Re-inventing English

The staff writers for the Asheville, NC Citizen Times must want to re-invent the English language. Apparantely they can't use the standard version.
In an article on June 18, a staff writer wrote a little article about closeing I-26 for repair of a bridge. He/she wrote "During the closure, signed detours will be in place to direct motorists..." Signed detours? What the hell is this? Did they mean detour signs? Why not say so?
Or did they mean a Department of Transportation engineer would autograph the detour?
English is a rich and expressive language, as it is. We don't need hack writers trying to invent new words.

Tuesday, May 24, 2005

A Strange Dichotomy

Here in the mountains of western North Carolina we are seeing the development of a strange dichotomy. Many of the natives of this region are true "yellow dog Democrats." The name comes from their long allegiance to the democratic party, often spanning generations. This partisan allegiance is so strong that it is said they will vote for a 'yellow dog' so long as it has a (D) after its name.

Many of these people also belong to very conservative churches, in particular Baptist Churches. For many years they enjoyed a peaceful co-existence. Their religious beliefs and their political beliefs were close enough that they could safely ignore the differences. The National Democratic Party was careful to downplay any differences, because it needed the 'Solid South' in order to stay in power.

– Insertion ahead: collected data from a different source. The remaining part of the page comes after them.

PR #1307, opened 2023-08-23
Propagates container error logs to build resource and adds message to stepStates

fcaroline2020:


pkg/buildchange/progress_logger.go
```diff
@@ -0,0 +1,51 @@
...
+type ProgressLogger struct {
+	K8sClient k8sclient.Interface
+}
+
+// GetTerminationMessage gets the container logs for a given pod
+func (p *ProgressLogger) GetTerminationMessage(pod *corev1.Pod, s *corev1.ContainerStatus) (string, error) {
+	containerLog, _ := p.getContainerLogs(pod, s)
+
+	moreInfoCmd := createMoreInfoCommand(pod.Namespace, pod.Name, s.Name)
+	return " " + s.State.Terminated.Message + " " + containerLog + moreInfoCmd, nil
```
tomkennedy513, line 23: Is there a case where this can get too long that we should account for ?

fcaroline2020: That's a good idea. I've added a truncate method that will cut off at 800 characters. I think this is only relevant for containerLog since the others are mostly predefined ones that predetermined length
- `s.State.Terminated.Message`  is `Container %s terminated with error`
- `moreInfoCmd` is `kubectl logs -n %s %s -c %s`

In these troubled times, the natives are restless, because this strange dichotomy has developed. Their churches are becoming more activist, and more stridently espousing ultra-conservative causes. Too often these causes are diametrically opposed to the platform of the democratic party.

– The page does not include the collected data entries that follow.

PR #1316, opened 2023-08-30
Updates pr-1309 with code improvements suggested by Daniel Chen

fcaroline2020:
- toss the error from func 'waitBuild' up the chain instead of trying to handle it in wait_for_image
- remove else from func 'waitBuild' 
- use 'buildFailure' func to format error message


fcaroline2020:
@chenbh

chenbh (approved):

What are they to do? They love their church; they love their party but the two seem bent on divorce.
This most recently came to light when the pastor of a local Baptist Church attempted to oust members who had voted for the democratic Presidential candidate. This created national headlines.

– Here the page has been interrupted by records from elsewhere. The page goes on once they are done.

PR #240, opened 2021-02-17
Fixed UBSAN unknown read when content_len < 0 in frame_get_vlmetalayers.

nmoinvaz:
https://oss-fuzz.com/testcase-detail/4622970490322944

This is one instance where I missed from #230.


FrancescAlted:
LGTM.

Some of these people are suffering mental anguish. The hated Republican Party now seems to be pushing the causes they would like to support, but they have always voted Democratic. Their ancestors would probably roll over in their graves should their descendents vote anything but Democratic.

Thursday, May 05, 2005

Religious Intolerance

A local Baptist Church is now trying to set a new world's record for intolerance. They have kicked out (the proper term is 'withdrew fellowship'; the local term is 'churched') all registered Democrats. Now that is a hoot! Apparently this church must believe that only Republicans are in favor of Mother, God, flag and apple pie, and against sin. All others must be the reverse.

The stated reason for this action was that the church (read the Pastor) decided that anyone not supporting President Bush 110% (and that would include most Democrats) must be in favor of abortion; gay rights; zoning; removing the Ten Commandants from Court Houses, and all other sorts of sinful things. Therefore they are not fit to be a member of this holy of all holy churches.

Hell! Back in Salem, they were only hunting witches. These bigots are after fellow church members and neighbors.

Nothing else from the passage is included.